Avant toute chose, nos pensées vont bien sûr vers Haïti. En termes de lutte contre le VIH/SIDA, nous savons que les situations de crise sont propices à la propagation des maladies contagieuses et le SIDA ne fait pas exception. Avant le séisme, Haïti comptait 2,3 % de sa population infectée par le virus et 20 000 personnes sous traitement d’antirétroviraux (ARV).

Nous ajoutons notre voix à celles qui réclament, à l’instar d’ONUSIDA, que la question du VIH/SIDA soit prise en compte dans les plans d’urgence qui seront élaborés par les pays donateurs et que la population ait accès aux ARV.

Le 15 décembre dernier, le Secrétaire général de la Francophonie, Abdou Diouf, et le Directeur excécutif d’ONUSIDA, Michel Sidibé, signaient un Accord-cadre dont l’objectif ultime est de concerter les efforts des deux organisations dans la lutte contre le VIH/SIDA.
Étonnant ? Non, au contraire, la Francophonie, particulièrement touchée par cette épidémie, lui verse un lourd tribut : pertes démographiques importantes, mobilisation de ressources énormes des systèmes de santé, impacts socio-économiques incalculables, voire dévastateurs, etc.

Rappelons pour mémoire que dans sa dernière livraison, le rapport d’ONUSIDA estime qu’en 2007, l’Afrique subsaharienne, où se situent plusieurs pays de la Francophonie, compte pour 67 % des 33 millions de personnes dans le monde infectées du VIH et pour 75 % des décès liés à la maladie.

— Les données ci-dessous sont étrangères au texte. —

PR #629, opened 2024-06-05
Fix: Binary `sevctl` was absent from debian packages

hoh:
Solution: Build `sevctl` using an upstream version of Rust (the version in Debian is not supported), and bundle it in the Debian packages.

Add a setting in aleph-vm with the path of the bundled binary.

Idem pour la transmission de la maladie à la naissance, laquelle a pratiquement disparu dans les pays développés, mais infecte toujours 400 000 nouveaux nés en Afrique par année, faute d’accès aux médicaments.

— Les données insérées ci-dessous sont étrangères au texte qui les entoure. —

PR #1228, opened 2026-09-09
docs: fix architecture docs left stale by the Python supervisor removal

odesenfans:
## Summary
The docs/architecture set was last verified before the Python supervisor daemon, its per-VM controllers and the implementation-dispatch launcher scripts were deleted (2026-08). Several pages still cited files that no longer exist (`error_mapping.py`, `grpc_server.py`, the qemu controllers package, `src/aleph/vm/network/`), described the daemon as one of two implementations, or had function names and counts that later refactors moved (`roomiest_pool_free_bytes` vs `eligible_pool_free_bytes`, the `Supervisor` ABC's 23 methods not 29, the V-PROGRAM stop-guard now living in `allocation/teardown.py`). This PR verifies every flagged claim against the current worktree and fixes the docs.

L’Assemblée parlementaire de la Francophonie a organisé son Réseau parlementaire de lutte contre le VIH/SIDA il y a une décennie. À ce jour, le Réseau, qui a tenu une dizaine de réunions, a proposé quatre résolutions à l’Assemblée générale de l’APF, lesquelles ont servi de matériaux de base dans la rédaction de l’Accord-cadre ONUSIDA/OIF. Dans son allocution lors de la signature de l’Accord-cadre, Abdou Diouf a souligné ce travail de précurseur de l’APF et invité tous les opérateurs de la Francophonie à unir leurs efforts et à œuvrer conjointement contre la maladie.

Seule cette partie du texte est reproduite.